▸ **ASSIGNED TASK**
Could you return the lines below exactly, from the first line up to and including the line that holds "--- a/plasmapy/formulary/tests/test_dielectric.py"?

_ _ _ _ _

PR #1634, opened 2022-07-07
Fix assertions in tests that were always `True`

namurphy:
There were a few tests in `test_dielectric.py` which were of the form
```Python
assert (
    np.isclose(...), "message"
)
```
This was doing an `assert` on a non-empty `tuple`, which consequently always evaluated to `True`.  This PR adjusts the parentheses on the tests.

### DIFF
--- a/plasmapy/formulary/tests/test_dielectric.py
+++ b/plasmapy/formulary/tests/test_dielectric.py
@@ -172,8 +172,7 @@ class Test_permittivity_1D_Maxwellian:
         kwargs["kWave"] = kwargs["omega"] / vth
 
         val = permittivity_1D_Maxwellian(**kwargs)
-        assert (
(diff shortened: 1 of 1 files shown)


StanczakDominik (approved):
Oh darn. Gotta admit that assert syntax was always a little magical to me.

So without the parenthesis, it passes in an unzipped tuple (like `*args`), and with them, just a tuple that's always true since it's non empty?

Good catch, all in all!

namurphy:
> So without the parenthesis, it passes in an unzipped tuple (like `*args`), and with them, just a tuple that's always true since it's non empty?

That's my understanding of it!  I think it was an extension to PyCharm (or maybe `flake8`?) that caught this...otherwise I don't think I'd have noticed it!

Issue #1635, opened 2022-07-07
Fix problems with opening binder links


namurphy:
I tried opening some example notebooks in binder (one of the steps in #1595) but got a problem where it says...
```
ERROR: Could not find a version that satisfies the requirement plasmapy==0.8 (from versions: 0.1.dev1, 0.1.dev2, 0.1.dev835, 0.1.dev836, 0.1.dev841, 0.1.dev968, 0.1.0, 0.1.1, 0.2.0, 0.3.0, 0.3.1, 0.4.0, 0.5.0, 0.6.0, 0.7.0)
ERROR: No matching distribution found for plasmapy==0.8
```
This was what I mistakenly put in a slightly older binder requirements file, which I have since updated to approximately `plasmapy >= 0.8, < 0.9` on `v0.8.x`.  We should fix this so that our binder environments work for us to open our notebooks in.  

To test that the binder links are working, we can try opening it from the following pages:

 - [ ] [Particles notebook on `latest`](https://docs.plasmapy.org/en/latest/notebooks/getting_started/particles.html)
 - [ ] [Particles notebook on `stable`](https://docs.plasmapy.org/en/stable/notebooks/getting_started/particles.html)
 - [ ] [Particles notebook on `v0.8.x`](https://docs.plasmapy.org/en/v0.8.x/notebooks/getting_started/particles.html)

Once we fix this, we should also...

 - [ ] Update the release guide to reduce chances of this issue coming up again

namurphy:
Closed by #2672!

PR #1636, opened 2022-07-07
Install PlasmaPy from repo when launching notebooks with binder for `latest` docs 

namurphy:
During the 0.8.1 release, I mistakenly included a change to `binder/requirements.txt` in #1621 that should not have gone back into `main`.  This PR will revert that change for `main`, so that binder will install PlasmaPy from the `main` branch of the repository and not `pip`.

This will fix part of #1635, but not all.

 - [ ] Test that binder links from the doc build for this PR are able successfully spin up an environment

### DIFF
--- a/binder/requirements.txt
+++ b/binder/requirements.txt
@@ -1,5 +1,5 @@
 -r ../requirements/build.txt
 -r ../requirements/install.txt
 -r ../requirements/extras.txt
+.
 jupytext
-plasmapy == 0.8


namurphy:
This appears to be one of those infrequent cases where the PR has to be merged before we know whether or not it will work.  When I tried opening binder from the particles notebook from this PR's doc build, it looked like it was unable to recognize the hash of the commit...which makes sense since the commit is not yet on `main` for the PlasmaPy repo, but rather on my fork.  Despite that, this is reverting it to what it was before `0.8.1`, so it should be fine.

binder/requirements.txt
```diff
@@ -1,5 +1,5 @@
 -r ../requirements/build.txt
 -r ../requirements/install.txt
 -r ../requirements/extras.txt
+.
```
rocco8773, line 4:
```suggestion

```

What is this?  It doesn't look right to me.

namurphy: That's a good question!  The period is to say that binder should install the version of PlasmaPy in the repository, and not the official release.  This means we'll open the notebooks with the version of PlasmaPy in the `main` branch, and not the latest release.

StanczakDominik (approved):
Makes sense to me. We can always iterate on it afterwards.

PR #1644, opened 2022-07-25
Magnetics branch

aminaahmed1803:
Description: I have added a new module named **magnetics.py** in plasmapy/diagnostics. 

The module implements a class **Magnetics** which has three functions: 

1. bdot_field: computes the magnetic field for bots
2. mean_sub: preforms mean subtraction on a data array
3. band_pass_filter: applies a band pass filter on a data array
 
Each function has docstrings that contain its description.

There is an additional scratch file called **testfile.py** which I used for running my functions and testing them.
It doesn't contain anything significant and can be removed.


namurphy:
@aminaahmed1803 — thank you for making this contribution! We really appreciate it!

It looks like the issue with the **CI / Python 3.10 (pull_request)** check is related to `testfile.py`, which you said will be removed at some point anyway.  If you delete that file then the tests should run.  We could work with you to put the tests into a new file, `plasmapy/formulary/diagnostics/tests/test_magnetics.py`.  

The **pre-commit.ci - pr** check and the **CI / Linters (pull_request)** checks are both related to formatting, and it's completely fine to ignore both of those at this point.  If you'd like, you can comment on this pull request with `pre-commit.ci autofix` to run the automatic formatting tools, and then pull the changes back to your own computer (e.g., with `git pull`).

I'm not sure what's happening with the **CI / Documentation** check yet.  @rocco8773 — was this related to the Sphinx 5.1 thing that came up while I was away?

Thank you again!

PR #1647, opened 2022-07-26
Make docs build off sphinxdev actually build docs

### LINKED ISSUE #1646: Fix the setup for the fortnightly test doc build with the development version of Sphinx
We currently have a fortnightly test for [build_docs-sphinxdev](https://github.com/PlasmaPy/PlasmaPy/blob/b0654f6815855c46bbc3a354d03b0221228620b7/.github/workflows/fortnightly.yml#L33).  However, instead of doing a test documentation build, it is running the test suite (as in [this run](https://github.com/PlasmaPy/PlasmaPy/runs/7353748770?check_suite_focus=true)).  We should fix it so that it's actually running a test documentation build.

StanczakDominik:
07ee524db54416a8afc2c44123562238f79641d7 fixes #1646, but I'd still like to play around with this a little to see whether the three `build_docs` tox envs we have now couldn't be compressed into one.

The issue here is that `sphinxdev` is defined in `testenv` rather than in `testenv:build_docs`, and I think there's logic in `tox` that pulls the `commands` field from `all: {env:PYTEST_COMMAND} {posargs}` defined in  `testenv`.

### DIFF
--- a/tox.ini
+++ b/tox.ini
@@ -49,6 +49,17 @@ setenv =
     HOME = {envtmpdir}
 commands = sphinx-build docs docs{/}_build{/}html -W -n --keep-going -b html {posargs}
 
+[testenv:build_docs-sphinxdev]
+changedir = {toxinidir}
+extras = docs
+setenv =
+    HOME = {envtmpdir}
+commands = sphinx-build docs docs{/}_build{/}html -W -n --keep-going -b html {posargs}
+deps =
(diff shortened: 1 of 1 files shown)


StanczakDominik:
Gah, I've started a `nox` based rewrite and wasn't exactly happy with that either. This is an improvement, let's get it in.

namurphy (approved):
LGTM!  And thank you for doing this!

Issue #1648, opened 2022-07-28
[EPIC] Introducing Magnetic Flux Probes


rocco8773:
1. Functionality for `plasmapy.signal`
2. Functionality for `plasmapy.analysis`

aminaahmed1803:
I completed part one and opened a pull request _(signal.py and bdot_probe.py #1652)_ for it

StanczakDominik:
For the uninitiated, what does `new_time` represent??

aminaahmed1803:
After integration of the bdot array, the resultant bfield array is one index shorter because of the integration. new_time is the array containing time values corresponding to bfield.

svincena:
Definition : cumulative_trapezoid(y, x=None, dx=1.0, axis=-1, initial=None)

Typically, I like to specify the initial value of the trapezoidal integration scheme (usually zero), in which case the time arrays are the same and some overhead of passing in and out entire time arrays that are the same and as large (or off by one) as the data for many subsequent integrations is reduced.

aminaahmed1803:
I created diagnostics/magnetics.py as formatted above. I haven't documented it yet. Just wanted to make sure it was correct first!

PR #1652, opened 2022-07-29
signal.py and bdot_probe.py

aminaahmed1803:
- Added functionality for plasmapy.analysis
      - Created bdot_probe.py module:
                1. calc_bfield() function. 
      - Created sginal.py module:
                2.  remove_offset() function.
                3. band_pass_filter() function. 

All functions do not use units.
All functions strictly use 1D numpy arrays.

### DIFF
--- a/plasmapy/analysis/bdot_probe.py
+++ b/plasmapy/analysis/bdot_probe.py
@@ -1,0 +1,29 @@
+"""_summary_
+   
+"""
+
+import numpy as np
+import scipy.io as spio
+import scipy.integrate as sp
+from warnings import warn
+
+
+def compute_bfield(bdot_data: np.ndarray, times: np.ndarray, tloop_area: float) -> Tuple(np.ndarray, np.ndarray):
+   """_summary_ : Function to compute magnetic field for bdots
+        Args:
+            Bdot (array): - volts  
+            tloop_area (float): - meters squared 
+            times_s (array): - seconds   
+        Returns:
+            field_arr : array of magnetic field values for the bdots
+            new_time: corrsponding time array  
+
+   """
+   if len(bdot_data) != len(times):
+     raise Exception("length of time and voltage arrays in not equal\n")
+
+   bdot_data[:] = [x / tloop_area for x in bdot_data]
+   field_arr = sp.cumtrapz(bdot_data, times)  # Tesla
+   new_time = times[1:]
+
+   return field_arr, new_time
--- a/plasmapy/analysis/signal.py
+++ b/plasmapy/analysis/signal.py
@@ -1,0 +1,45 @@
+"""_summary_
+
+"""
+
+import numpy as np
+import scipy.io as spio
+import scipy.integrate as sp
+from scipy import signal
+from warnings import warn
+
+
+def remove_offset(data_array: np.ndarray, start_idx: int, end_idx: int) ->  np.ndarray:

_ _ _ _ _

▸ **ANSWER**
PR #1634, opened 2022-07-07
Fix assertions in tests that were always `True`

namurphy:
There were a few tests in `test_dielectric.py` which were of the form
```Python
assert (
    np.isclose(...), "message"
)
```
This was doing an `assert` on a non-empty `tuple`, which consequently always evaluated to `True`.  This PR adjusts the parentheses on the tests.

### DIFF
--- a/plasmapy/formulary/tests/test_dielectric.py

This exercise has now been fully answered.